Em uma tarde ensolarada de quarta feira em São Paulo, chegamos convidados pela Universal Music no escritório da gravadora, que já recebia alguns fãs e poucos jornalistas que ouviriam o álbum antecipadamente em um evento que repetia o formato em outros lugares do mundo. Um painél com um cenário para fotos e divulgação ajudou na ambientação, quando deram play no projeto e as aproximadamente cinquenta pessoas presentes entraram no mais recente universo de Lana Del Rey.

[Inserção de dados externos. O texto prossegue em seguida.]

PR #6461, opened 2026-08-16
TRUNK-6764: Remove unused xercesImpl dependency

waghmaretejas:

Removed the unused `xerces:xercesImpl` dependency from OpenMRS Core.

* Removed `xerces:xercesImpl` from `api/pom.xml`.
* Removed the unused `xercesVersion` property from `bom/pom.xml`.
* Removed the `xercesImpl` dependency entry from the BOM.
* Removed the `xerces:xercesImpl` entry from `NOTICE.md`.

During review, @dkayiwa recommended adding a safeguard to prevent `xerces:xercesImpl` from being reintroduced transitively in the future. Although this was not explicitly requested in the issue, I implemented the recommendation by adding a Maven Enforcer `bannedDependencies` rule to the existing Enforcer configuration.

Before removing the dependency, I verified that no Java source imports `org.apache.xerces` and that the relevant XML parsing paths use JAXP APIs.

I also inspected the module configuration, Liquibase changelog, and HL7-related XML parsing paths to verify that they do not directly depend on the Xerces implementation.

The existing tests were left unchanged.

The `org.apache.xerces` entry in `checkstyle.xml` was left unchanged because it is an `IllegalImport` rule preventing Xerces imports, not a dependency declaration.

## Issue I worked on

See https://issues.openmrs.org/browse/TRUNK-6764

## Verification

* `mvn dependency:tree -Dincludes=xerces:xercesImpl` — **BUILD SUCCESS**; `xercesImpl` no longer appears in any module dependency tree.
* `ModuleFileParserUnitTest` — **BUILD SUCCESS**.
* `DatabaseUpdaterDatabaseIT` — **BUILD SUCCESS**.
* `./mvnw clean package` — **BUILD SUCCESS**.
* `mvn clean verify -DskipTests` — **BUILD SUCCESS**.
* `git diff --check` — clean.

* [x] My IDE is configured to follow the [**[code style](https://wiki.openmrs.org/display/docs/Java+Conventions)**](https://wiki.openmrs.org/display/docs/Java+Conventions) of this project.

* [ ] I have **added tests** to cover my changes. (If you refactored

* [x] I ran `./mvnw clean package` and added all formatting changes to my commit.

* [x] All new and existing **tests passed**.

* [x] My pull request is **based on the latest changes** of the master branch.


jwnasambu:
@claude review

jwnasambu (approved):

jwnasambu (commented):
@dkayiwa, @ibacher No rush, just want that extra check before this goes out. Thanks!

api/pom.xml
```diff
@@ -192,16 +192,6 @@
 			<groupId>org.reflections</groupId>
 			<artifactId>reflections</artifactId>
 		</dependency>
-		<dependency>
-			<groupId>xerces</groupId>
-			<artifactId>xercesImpl</artifactId>
```
dkayiwa, line 197: Worth folding the matching `NOTICE.md` delete into this PR: line 44 still lists Xerces (`xerces:xercesImpl`) under Apache License 2.0, so once this merges the notice file claims OpenMRS Core ships a library it no longer ships.

I realise the issue text only names the two poms, but that file is hand-maintained and exists to track what is actually on the classpath (#5909 was literally "Update NOTICE.md to reflect current dependencies"), and the last dependency removal did both in one commit: 86dfe6ec3e (#5770) dropped `jackson-core-asl` and `jackson-mapper-asl` from `api/pom.xml` and their NOTICE.md rows together. One line to delete here.

bom/pom.xml
```diff
@@ -483,11 +482,6 @@
 				<artifactId>jaxen</artifactId>
 				<version>${jaxenVersion}</version>
 			</dependency>
-			<dependency>
-				<groupId>xerces</groupId>
-				<artifactId>xercesImpl</artifactId>
-				<version>${xercesVersion}</version>
```
dkayiwa, line 489: Now that the managed version disappears along with the declaration, it might be worth adding a `bannedDependencies` rule to the enforcer config in the root pom so this cannot quietly come back. `maven-enforcer-plugin` is already wired up there with an `enforce` execution carrying only `requireMavenVersion`, so it is a few lines inside the existing `<rules>`. Not a blocker for this PR.

The reason I would bother is that this jar changes behaviour purely by sitting on the classpath, with nothing in the source referring to it. xercesImpl ships `META-INF/services` entries for `javax.xml.parsers.DocumentBuilderFactory`, `javax.xml.parsers.SAXParserFactory`, `javax.xml.validation.SchemaFactory`, `javax.xml.datatype.DatatypeFactory`, `javax.xml.stream.XMLEventFactory` and `org.xml.sax.driver`, so on master all six resolve to Xerces rather than the JDK parser for everything running in the web app, and after this PR all six resolve to the JDK. If a future library drags xercesImpl back in transitively it flips all six again, at whatever version that path declares now that the 2.12.2 pin here is gone, and nothing in the build would report it: the `org.apache.xerces` entry in `checkstyle.xml` is an `IllegalImport` rule, so it only catches source imports, and no test asserts which parser is in use.

This is also the second time the jar has been removed. TRUNK-4789 took it out in 2016 and a6de8262 put it straight back the same day "to get rid of error logs from liquibase". That no longer reproduces (`DatabaseUpdaterDatabaseIT` produces identical output with and without the jar on Liquibase 4.33), so there is nothing to fix, but it is the kind of drift a build rule would catch.

api/pom.xml
waghmaretejas: Thanks for pointing this out! Addressed by removing the `xerces:xercesImpl` entry from `NOTICE.md`, so it now accurately reflects the dependencies shipped by OpenMRS Core.

bom/pom.xml
waghmaretejas: Thanks for the suggestion, @dkayiwa! I implemented this safeguard by adding a `bannedDependencies` rule to the existing Maven Enforcer configuration to prevent `xerces:xercesImpl` from being reintroduced transitively.

I also verified the change with `mvn clean verify -DskipTests`, and the build passes successfully.

waghmaretejas:
Hi @jwnasambu, thanks for helping revive PR #6461! I’ve addressed the review feedback and pushed the updates. Please take a look when you get a chance.

bom/pom.xml
ibacher: > I also verified the change

Note that running with `-DskipTests` kind of doesn't help verify an issue that would only show up in tests... That setup basically confirms that things compile, but we knew that would be the case  because the Xerces classes aren't directly referenced in our code.

ibacher (approved):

Com o lançamento prévio de alguns singles como “The Grants”, a faixa título “Did You Know…” e “A&W”, a surpresa se deu inicialmente em “Sweet”, que faz jus ao título e nos presenteia com melodias doces. Essas primeiras quatro faixas se assemelham muito a sonoridade conhecida e marcante de seus dois álbuns anteriores, principalmente o “Blue Banisters”: Poucas batidas de trap, algumas canções longas, harmonias inusitadas e instrumentação mais acústica. Já a na sequência, “Judah Smith Interlude”, “Candy Necklace” (com Jon Batiste) e “Jon Batiste Interlude” apresentam o primeiro ponto de virada do disco. A primeira interlude é, do início ao fim, uma gravação amadora de um culto. Literalmente. Há um instrumental de piano que parece “bordar” o áudio e até consegue captar nossa atenção e nos levar para uma atmosfera mais digerível, mesmo sem tirar a essência. Candy Necklace é uma boa faixa mas que não se destaca tanto no álbum.
A sequência seguinte é um misto de emoções. A ótima “Kintsugi” é seguida por “Fingertips”, a mais prolixa do álbum. É uma faixa de muitas verdades, mas suas melodias parecem não nos levar a lugar nenhum, e em uma música com quase seis minutos, acaba perdendo um pouco do nosso foco após a primeira metade.
Nessa altura de sua carreira (e do álbum), a cantora demonstra que quer fazer mais que nos dar músicas: agora é como se ela se sentasse ao nosso lado, abrisse um livro da própria história, lesse alguns capítulos e deixasse que sua vida se transformasse em arte mais uma vez.
Pela maior parte, esse não é um álbum que permite distrações: se provando talvez o mais intimista e o menos comercial que a artista já lançou, aqui ela nos convida para um show particular, com canções de ninar que traduzem a própria história da cantora, resolve mistérios e nos encanta ainda mais a cada minuto.
“Paris, Texas” (com SYML) recobra o ritmo, e nos prepara para a excelente e emocionante “Grandfather, Please Stand on the Shoulders of My Father While He’s Deep-Sea Fishing”, com participação de Riopy. Sim, esse é o título: uma frase completa que quase nos conta uma história apenas em seu título. Nessa, algumas fãs choraram e, definitivamente, nos arrancou bons suspiros, sendo um ponto alto do disco. “Let The Light In”, com Father John Misty não deixa a emoção cair, e sustenta outra faixa ótima e com produção mais arrojada e menos acústica que as primeiras nove faixas apresentam.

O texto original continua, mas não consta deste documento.